■ Problem to solve ■
Each line in the data holding "mean" should be listed.

■ Available data ■
────────────────────

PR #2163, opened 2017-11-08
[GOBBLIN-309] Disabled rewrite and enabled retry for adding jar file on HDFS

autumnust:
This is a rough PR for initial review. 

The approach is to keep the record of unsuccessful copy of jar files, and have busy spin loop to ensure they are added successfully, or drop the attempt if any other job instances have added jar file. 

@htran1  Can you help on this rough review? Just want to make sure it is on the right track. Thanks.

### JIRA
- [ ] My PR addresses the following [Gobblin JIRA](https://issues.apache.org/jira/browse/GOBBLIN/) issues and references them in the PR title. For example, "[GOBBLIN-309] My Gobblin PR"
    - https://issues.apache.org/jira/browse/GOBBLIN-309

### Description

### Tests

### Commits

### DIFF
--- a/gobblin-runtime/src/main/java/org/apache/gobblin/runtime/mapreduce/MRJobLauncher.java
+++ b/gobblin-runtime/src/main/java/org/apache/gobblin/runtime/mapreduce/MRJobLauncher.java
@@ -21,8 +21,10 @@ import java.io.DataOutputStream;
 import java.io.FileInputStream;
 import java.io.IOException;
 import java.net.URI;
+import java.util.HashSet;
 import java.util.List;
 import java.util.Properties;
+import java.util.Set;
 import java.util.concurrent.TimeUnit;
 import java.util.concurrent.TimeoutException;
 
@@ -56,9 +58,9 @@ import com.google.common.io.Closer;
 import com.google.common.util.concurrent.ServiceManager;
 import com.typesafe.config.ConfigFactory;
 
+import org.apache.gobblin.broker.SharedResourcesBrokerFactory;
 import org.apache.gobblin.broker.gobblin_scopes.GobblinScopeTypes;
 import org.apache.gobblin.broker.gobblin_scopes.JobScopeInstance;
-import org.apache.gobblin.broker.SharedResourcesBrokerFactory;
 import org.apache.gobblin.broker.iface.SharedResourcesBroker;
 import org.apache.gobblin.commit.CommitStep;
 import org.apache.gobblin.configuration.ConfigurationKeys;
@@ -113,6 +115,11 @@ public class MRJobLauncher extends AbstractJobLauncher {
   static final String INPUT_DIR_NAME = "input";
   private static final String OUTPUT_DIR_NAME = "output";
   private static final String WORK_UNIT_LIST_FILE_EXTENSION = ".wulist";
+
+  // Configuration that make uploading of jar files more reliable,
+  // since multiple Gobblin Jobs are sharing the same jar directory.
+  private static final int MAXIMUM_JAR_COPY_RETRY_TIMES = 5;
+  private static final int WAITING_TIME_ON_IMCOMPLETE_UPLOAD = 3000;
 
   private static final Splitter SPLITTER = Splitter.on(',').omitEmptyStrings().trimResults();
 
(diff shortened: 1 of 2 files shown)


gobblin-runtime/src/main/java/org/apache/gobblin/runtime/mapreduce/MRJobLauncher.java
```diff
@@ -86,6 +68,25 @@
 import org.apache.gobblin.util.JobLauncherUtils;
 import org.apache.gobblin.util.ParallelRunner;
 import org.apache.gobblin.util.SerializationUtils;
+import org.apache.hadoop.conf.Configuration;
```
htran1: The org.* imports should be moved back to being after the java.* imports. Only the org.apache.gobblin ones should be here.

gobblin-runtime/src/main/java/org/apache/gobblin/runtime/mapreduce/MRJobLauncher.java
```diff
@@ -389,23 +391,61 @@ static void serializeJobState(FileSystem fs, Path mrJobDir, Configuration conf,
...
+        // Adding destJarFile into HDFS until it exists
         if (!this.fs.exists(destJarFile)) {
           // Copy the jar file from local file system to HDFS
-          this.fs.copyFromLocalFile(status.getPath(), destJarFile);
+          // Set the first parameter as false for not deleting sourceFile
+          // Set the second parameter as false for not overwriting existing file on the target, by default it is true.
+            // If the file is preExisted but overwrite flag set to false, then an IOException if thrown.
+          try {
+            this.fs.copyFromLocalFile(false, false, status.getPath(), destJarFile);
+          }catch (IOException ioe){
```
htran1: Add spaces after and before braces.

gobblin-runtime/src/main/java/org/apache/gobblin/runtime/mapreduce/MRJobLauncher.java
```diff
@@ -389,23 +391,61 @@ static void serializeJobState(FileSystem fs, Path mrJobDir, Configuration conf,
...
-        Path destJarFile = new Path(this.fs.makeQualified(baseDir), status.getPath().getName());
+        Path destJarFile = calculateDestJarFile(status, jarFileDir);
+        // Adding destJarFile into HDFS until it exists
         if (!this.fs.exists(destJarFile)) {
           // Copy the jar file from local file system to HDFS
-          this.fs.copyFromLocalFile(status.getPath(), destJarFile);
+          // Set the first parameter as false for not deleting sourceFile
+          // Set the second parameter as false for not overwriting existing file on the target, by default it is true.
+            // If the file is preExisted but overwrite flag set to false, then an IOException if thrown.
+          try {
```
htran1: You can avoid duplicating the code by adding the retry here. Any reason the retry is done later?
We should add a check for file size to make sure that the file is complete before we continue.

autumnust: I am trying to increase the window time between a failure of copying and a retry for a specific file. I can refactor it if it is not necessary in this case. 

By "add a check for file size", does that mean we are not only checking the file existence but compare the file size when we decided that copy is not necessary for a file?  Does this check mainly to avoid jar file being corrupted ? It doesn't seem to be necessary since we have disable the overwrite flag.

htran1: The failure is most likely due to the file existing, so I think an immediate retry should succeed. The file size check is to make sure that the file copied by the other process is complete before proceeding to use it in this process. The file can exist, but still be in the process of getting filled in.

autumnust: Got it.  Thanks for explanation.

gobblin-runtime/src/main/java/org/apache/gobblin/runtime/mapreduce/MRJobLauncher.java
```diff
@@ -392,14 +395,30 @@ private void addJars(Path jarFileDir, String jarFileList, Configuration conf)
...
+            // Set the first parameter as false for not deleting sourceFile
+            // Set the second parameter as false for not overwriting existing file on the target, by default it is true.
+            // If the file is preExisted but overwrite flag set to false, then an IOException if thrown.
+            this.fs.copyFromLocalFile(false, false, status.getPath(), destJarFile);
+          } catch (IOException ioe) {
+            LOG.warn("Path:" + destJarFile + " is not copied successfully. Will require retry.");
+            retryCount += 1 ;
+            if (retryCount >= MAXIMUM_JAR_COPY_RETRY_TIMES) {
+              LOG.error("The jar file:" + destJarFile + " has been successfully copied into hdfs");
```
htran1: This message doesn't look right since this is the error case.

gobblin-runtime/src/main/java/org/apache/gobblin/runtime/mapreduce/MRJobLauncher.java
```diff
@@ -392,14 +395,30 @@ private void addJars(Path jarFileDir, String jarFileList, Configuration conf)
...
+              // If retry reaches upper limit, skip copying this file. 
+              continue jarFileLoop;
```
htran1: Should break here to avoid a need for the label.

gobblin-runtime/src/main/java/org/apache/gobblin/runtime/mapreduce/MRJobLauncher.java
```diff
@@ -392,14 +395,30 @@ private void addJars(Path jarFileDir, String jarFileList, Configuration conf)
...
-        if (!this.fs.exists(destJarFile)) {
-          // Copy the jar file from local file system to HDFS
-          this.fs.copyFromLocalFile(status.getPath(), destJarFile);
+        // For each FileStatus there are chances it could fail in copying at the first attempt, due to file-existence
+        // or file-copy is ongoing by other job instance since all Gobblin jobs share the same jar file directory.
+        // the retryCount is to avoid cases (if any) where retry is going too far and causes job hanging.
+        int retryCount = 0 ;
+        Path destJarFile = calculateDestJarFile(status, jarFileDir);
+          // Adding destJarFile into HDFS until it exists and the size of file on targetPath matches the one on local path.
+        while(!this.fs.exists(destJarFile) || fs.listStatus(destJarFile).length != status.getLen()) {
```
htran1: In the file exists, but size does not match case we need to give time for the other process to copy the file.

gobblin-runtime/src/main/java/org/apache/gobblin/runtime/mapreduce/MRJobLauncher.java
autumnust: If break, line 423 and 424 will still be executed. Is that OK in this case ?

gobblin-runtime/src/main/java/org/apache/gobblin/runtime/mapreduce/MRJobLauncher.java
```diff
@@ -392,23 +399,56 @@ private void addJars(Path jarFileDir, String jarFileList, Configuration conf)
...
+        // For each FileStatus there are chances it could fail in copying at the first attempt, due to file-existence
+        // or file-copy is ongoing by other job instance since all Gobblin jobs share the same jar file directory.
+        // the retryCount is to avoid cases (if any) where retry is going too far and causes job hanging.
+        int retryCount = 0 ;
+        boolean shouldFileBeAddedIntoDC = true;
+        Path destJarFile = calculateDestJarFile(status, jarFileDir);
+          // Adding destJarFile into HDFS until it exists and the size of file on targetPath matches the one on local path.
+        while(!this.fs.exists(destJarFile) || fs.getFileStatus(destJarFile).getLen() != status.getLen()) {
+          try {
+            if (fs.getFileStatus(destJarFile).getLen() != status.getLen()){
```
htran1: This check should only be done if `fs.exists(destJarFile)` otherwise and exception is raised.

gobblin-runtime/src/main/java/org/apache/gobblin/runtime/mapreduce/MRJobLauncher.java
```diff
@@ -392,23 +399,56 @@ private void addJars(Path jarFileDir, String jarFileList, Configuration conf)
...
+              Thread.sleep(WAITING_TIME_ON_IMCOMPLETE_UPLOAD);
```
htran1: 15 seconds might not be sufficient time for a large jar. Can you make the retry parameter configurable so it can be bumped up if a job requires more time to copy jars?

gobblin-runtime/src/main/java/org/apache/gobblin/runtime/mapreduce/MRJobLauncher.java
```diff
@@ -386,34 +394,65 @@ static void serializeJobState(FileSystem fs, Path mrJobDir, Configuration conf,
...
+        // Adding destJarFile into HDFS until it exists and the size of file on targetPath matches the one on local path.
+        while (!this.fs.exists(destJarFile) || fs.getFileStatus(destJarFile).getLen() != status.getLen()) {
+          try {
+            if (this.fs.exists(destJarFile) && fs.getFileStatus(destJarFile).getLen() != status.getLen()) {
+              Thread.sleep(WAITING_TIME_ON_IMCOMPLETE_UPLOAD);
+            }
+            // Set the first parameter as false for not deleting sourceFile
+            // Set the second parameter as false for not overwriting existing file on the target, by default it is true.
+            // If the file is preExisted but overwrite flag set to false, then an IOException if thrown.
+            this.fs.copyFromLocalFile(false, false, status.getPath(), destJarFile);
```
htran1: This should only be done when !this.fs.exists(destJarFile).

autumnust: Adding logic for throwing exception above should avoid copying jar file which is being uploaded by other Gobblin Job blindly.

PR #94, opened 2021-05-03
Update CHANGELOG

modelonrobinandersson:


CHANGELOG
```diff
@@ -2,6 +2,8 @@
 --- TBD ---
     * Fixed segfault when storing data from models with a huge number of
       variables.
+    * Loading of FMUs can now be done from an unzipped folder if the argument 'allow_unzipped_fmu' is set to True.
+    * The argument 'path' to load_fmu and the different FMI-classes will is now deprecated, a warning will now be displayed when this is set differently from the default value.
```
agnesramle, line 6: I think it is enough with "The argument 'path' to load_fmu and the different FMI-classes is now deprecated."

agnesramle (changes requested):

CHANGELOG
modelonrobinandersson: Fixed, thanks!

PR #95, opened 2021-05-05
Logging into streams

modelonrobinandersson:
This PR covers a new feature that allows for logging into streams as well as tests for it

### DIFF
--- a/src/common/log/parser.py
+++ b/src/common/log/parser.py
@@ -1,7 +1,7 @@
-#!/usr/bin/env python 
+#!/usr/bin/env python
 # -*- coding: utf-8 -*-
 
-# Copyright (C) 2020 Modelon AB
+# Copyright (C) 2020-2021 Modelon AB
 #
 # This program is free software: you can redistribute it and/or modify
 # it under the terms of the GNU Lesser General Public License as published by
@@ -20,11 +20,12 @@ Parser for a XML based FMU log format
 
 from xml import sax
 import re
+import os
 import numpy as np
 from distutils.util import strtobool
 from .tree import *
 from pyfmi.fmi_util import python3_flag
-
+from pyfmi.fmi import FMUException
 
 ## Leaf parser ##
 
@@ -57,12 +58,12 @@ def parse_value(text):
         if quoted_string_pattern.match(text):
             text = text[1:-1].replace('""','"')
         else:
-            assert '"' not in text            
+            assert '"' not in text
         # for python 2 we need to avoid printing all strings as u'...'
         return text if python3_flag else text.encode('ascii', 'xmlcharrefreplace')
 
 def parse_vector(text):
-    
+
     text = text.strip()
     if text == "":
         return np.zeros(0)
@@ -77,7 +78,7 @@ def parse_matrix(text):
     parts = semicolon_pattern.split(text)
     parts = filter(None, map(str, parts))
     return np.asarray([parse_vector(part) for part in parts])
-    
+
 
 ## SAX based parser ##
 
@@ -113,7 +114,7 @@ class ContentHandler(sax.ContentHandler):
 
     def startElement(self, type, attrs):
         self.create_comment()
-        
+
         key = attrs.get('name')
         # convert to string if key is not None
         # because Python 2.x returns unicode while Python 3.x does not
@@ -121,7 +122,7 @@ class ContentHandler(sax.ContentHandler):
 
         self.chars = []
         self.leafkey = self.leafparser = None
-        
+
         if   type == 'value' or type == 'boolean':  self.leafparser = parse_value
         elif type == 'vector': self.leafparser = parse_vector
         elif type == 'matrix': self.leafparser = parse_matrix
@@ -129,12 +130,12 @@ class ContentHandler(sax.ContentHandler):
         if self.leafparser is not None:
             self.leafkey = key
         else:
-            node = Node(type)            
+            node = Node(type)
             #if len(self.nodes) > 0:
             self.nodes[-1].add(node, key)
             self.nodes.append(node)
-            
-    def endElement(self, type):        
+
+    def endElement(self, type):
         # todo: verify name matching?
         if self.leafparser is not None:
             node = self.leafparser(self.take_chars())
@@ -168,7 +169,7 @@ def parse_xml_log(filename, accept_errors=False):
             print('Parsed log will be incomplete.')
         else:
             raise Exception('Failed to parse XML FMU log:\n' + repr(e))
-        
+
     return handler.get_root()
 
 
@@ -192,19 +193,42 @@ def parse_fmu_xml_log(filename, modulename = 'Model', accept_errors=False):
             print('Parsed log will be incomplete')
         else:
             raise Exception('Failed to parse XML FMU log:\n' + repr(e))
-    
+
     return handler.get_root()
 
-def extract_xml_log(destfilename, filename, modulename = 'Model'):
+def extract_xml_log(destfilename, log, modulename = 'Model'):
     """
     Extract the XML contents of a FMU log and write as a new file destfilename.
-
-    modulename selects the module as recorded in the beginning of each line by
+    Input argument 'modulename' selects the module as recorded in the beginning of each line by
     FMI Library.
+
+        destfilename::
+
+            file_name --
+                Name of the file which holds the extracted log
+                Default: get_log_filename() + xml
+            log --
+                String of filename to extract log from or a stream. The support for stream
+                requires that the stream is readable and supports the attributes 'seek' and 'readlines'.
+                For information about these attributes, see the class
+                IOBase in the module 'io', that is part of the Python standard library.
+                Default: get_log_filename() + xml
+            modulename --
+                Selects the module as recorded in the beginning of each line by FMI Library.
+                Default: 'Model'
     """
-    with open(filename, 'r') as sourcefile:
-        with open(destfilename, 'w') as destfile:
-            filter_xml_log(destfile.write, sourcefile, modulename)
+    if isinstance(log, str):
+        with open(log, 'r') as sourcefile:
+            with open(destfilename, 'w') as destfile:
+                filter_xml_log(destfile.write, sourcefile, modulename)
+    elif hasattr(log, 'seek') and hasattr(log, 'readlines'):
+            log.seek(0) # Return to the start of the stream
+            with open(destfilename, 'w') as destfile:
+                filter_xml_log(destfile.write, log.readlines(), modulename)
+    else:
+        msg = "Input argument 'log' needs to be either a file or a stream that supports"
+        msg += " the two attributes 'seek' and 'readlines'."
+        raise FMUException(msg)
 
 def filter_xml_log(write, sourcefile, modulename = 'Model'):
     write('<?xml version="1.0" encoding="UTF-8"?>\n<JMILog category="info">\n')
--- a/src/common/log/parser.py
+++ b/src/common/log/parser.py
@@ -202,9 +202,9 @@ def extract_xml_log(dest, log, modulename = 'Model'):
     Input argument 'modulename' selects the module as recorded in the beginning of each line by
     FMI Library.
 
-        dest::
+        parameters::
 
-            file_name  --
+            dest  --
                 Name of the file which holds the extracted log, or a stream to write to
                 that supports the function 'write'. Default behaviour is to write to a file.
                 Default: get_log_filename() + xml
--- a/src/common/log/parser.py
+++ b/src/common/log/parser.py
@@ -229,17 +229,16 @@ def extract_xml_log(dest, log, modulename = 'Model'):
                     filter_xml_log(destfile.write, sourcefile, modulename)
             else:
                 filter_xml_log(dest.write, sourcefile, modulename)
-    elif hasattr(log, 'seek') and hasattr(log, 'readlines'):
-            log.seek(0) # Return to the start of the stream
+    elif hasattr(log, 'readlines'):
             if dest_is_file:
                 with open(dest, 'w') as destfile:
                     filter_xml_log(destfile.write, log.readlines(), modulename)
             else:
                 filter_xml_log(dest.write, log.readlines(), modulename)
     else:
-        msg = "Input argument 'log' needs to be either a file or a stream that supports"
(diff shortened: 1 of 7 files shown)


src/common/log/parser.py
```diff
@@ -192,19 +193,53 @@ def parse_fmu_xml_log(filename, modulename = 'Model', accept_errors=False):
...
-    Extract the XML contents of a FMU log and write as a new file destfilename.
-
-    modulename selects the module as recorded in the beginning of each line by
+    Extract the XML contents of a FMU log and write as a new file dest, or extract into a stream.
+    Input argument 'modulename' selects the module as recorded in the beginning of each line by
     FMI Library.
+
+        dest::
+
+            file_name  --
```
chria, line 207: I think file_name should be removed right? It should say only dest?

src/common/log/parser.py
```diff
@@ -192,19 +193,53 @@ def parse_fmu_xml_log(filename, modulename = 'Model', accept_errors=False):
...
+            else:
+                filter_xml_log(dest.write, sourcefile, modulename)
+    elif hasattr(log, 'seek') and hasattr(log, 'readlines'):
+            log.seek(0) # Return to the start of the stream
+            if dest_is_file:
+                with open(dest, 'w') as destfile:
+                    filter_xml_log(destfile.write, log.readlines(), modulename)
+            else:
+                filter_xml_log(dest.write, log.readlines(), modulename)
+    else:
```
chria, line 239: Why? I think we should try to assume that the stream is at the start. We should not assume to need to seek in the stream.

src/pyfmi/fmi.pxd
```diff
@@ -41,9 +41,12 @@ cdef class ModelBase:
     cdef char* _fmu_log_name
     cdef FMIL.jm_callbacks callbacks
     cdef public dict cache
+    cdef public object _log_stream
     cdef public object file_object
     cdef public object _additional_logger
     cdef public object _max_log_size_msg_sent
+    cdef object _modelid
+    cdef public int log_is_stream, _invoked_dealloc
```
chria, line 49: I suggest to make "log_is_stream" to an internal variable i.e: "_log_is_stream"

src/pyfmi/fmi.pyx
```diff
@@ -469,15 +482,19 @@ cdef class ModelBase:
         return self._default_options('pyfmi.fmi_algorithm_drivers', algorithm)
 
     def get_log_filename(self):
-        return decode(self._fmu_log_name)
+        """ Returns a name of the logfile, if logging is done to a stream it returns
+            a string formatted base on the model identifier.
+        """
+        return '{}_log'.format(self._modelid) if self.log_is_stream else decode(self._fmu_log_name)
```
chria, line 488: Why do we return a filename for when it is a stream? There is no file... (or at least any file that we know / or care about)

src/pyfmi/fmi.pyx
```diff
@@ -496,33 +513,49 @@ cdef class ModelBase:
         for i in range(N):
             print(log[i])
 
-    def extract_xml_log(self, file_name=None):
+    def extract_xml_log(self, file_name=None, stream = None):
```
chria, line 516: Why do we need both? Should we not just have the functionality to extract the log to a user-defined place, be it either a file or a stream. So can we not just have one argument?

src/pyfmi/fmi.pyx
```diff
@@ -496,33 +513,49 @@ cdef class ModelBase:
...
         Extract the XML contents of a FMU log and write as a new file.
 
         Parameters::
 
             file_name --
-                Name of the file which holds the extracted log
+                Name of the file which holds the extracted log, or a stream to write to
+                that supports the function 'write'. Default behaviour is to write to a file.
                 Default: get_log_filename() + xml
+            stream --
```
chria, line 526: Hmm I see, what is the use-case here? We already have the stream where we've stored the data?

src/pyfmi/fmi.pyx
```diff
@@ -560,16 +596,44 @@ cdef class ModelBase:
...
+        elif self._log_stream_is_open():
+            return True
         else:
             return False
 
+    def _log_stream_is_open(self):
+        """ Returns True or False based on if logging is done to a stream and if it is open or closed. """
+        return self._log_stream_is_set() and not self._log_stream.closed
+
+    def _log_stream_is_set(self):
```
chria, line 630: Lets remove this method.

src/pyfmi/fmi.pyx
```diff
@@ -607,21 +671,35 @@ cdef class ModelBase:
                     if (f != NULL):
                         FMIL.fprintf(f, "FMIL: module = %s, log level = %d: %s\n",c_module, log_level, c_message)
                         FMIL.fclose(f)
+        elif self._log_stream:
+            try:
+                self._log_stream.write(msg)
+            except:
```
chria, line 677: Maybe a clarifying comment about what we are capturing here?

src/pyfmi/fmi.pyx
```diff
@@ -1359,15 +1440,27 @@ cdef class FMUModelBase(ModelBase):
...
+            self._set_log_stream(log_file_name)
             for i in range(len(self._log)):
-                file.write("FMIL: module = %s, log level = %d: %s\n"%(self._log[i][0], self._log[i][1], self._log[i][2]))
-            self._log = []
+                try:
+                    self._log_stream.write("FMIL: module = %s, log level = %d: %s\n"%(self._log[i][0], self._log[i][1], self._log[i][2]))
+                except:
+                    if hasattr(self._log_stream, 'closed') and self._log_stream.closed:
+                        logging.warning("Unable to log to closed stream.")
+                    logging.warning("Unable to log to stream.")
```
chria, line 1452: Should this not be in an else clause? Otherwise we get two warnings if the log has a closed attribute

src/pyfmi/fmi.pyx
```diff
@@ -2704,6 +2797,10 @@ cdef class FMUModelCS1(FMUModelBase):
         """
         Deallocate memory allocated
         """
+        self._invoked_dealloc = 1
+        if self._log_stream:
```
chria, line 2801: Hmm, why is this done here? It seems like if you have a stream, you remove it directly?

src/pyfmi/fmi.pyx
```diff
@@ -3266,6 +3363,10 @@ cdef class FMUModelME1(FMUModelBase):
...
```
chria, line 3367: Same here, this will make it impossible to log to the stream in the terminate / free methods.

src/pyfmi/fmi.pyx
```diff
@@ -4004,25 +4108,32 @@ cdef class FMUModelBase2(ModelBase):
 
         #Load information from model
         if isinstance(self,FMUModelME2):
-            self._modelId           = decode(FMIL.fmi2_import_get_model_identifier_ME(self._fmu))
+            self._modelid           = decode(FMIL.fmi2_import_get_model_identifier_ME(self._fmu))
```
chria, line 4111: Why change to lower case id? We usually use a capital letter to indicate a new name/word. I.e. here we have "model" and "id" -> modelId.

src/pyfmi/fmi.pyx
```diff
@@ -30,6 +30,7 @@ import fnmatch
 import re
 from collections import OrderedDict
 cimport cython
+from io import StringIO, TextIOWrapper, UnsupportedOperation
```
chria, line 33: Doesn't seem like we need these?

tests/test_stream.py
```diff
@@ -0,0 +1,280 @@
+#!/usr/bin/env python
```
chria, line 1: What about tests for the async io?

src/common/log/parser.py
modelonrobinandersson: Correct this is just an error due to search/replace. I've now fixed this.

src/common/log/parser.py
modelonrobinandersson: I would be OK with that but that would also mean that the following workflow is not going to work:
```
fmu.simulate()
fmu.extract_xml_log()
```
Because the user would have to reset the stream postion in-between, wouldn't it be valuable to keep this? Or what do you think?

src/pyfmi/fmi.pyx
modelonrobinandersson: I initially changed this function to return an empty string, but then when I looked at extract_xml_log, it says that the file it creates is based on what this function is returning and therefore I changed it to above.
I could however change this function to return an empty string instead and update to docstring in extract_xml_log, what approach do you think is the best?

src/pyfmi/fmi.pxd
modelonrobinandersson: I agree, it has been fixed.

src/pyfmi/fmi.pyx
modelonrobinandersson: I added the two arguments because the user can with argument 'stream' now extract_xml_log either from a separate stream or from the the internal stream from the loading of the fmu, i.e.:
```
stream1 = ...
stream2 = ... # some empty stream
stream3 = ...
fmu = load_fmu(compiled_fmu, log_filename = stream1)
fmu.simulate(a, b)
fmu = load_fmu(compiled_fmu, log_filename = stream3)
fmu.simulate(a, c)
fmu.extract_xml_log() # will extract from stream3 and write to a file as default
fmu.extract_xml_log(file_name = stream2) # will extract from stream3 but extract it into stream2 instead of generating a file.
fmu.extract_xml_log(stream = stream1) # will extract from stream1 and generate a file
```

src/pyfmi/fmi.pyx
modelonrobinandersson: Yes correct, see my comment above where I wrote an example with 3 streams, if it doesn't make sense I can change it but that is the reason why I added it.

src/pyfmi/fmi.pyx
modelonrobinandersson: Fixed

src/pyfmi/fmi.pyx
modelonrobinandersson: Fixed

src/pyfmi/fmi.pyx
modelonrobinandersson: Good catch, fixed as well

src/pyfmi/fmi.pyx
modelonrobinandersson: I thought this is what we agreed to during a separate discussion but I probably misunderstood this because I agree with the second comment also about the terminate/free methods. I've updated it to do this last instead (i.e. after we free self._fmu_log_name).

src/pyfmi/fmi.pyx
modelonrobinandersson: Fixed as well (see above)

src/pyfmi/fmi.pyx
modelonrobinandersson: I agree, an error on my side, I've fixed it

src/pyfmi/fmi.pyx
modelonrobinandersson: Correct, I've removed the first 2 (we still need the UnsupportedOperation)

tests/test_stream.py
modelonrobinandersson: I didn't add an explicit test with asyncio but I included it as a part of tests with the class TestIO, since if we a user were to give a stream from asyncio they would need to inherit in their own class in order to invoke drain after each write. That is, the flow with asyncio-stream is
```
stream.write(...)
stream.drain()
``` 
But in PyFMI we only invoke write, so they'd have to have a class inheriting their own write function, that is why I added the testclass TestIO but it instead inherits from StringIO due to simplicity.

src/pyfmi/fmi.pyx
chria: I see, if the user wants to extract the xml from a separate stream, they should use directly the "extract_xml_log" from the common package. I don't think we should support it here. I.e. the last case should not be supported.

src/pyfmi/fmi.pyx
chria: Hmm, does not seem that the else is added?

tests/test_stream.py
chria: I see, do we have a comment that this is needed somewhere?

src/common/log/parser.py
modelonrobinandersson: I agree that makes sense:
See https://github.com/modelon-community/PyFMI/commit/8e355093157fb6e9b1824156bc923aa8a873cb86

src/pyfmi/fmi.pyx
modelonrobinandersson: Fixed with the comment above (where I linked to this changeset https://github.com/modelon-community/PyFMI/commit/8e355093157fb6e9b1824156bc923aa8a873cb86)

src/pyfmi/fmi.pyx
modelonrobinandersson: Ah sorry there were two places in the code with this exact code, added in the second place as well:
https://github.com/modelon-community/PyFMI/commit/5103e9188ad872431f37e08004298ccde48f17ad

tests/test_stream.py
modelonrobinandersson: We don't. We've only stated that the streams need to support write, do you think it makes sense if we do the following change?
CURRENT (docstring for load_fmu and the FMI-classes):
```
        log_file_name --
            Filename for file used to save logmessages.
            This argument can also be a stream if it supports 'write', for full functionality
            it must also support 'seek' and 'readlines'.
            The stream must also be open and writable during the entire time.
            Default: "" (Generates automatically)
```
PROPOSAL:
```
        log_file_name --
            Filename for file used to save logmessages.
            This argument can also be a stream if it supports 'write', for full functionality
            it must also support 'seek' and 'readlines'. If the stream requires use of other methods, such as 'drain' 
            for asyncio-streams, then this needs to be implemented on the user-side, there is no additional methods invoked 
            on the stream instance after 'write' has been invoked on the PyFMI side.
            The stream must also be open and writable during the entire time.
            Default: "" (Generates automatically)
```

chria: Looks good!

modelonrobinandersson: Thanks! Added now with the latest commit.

────────────────────

■ Exercise result ■
By "add a check for file size", does that mean we are not only checking the file existence but compare the file size when we decided that copy is not necessary for a file?  Does this check mainly to avoid jar file being corrupted ? It doesn't seem to be necessary since we have disable the overwrite flag.
modelonrobinandersson: I would be OK with that but that would also mean that the following workflow is not going to work:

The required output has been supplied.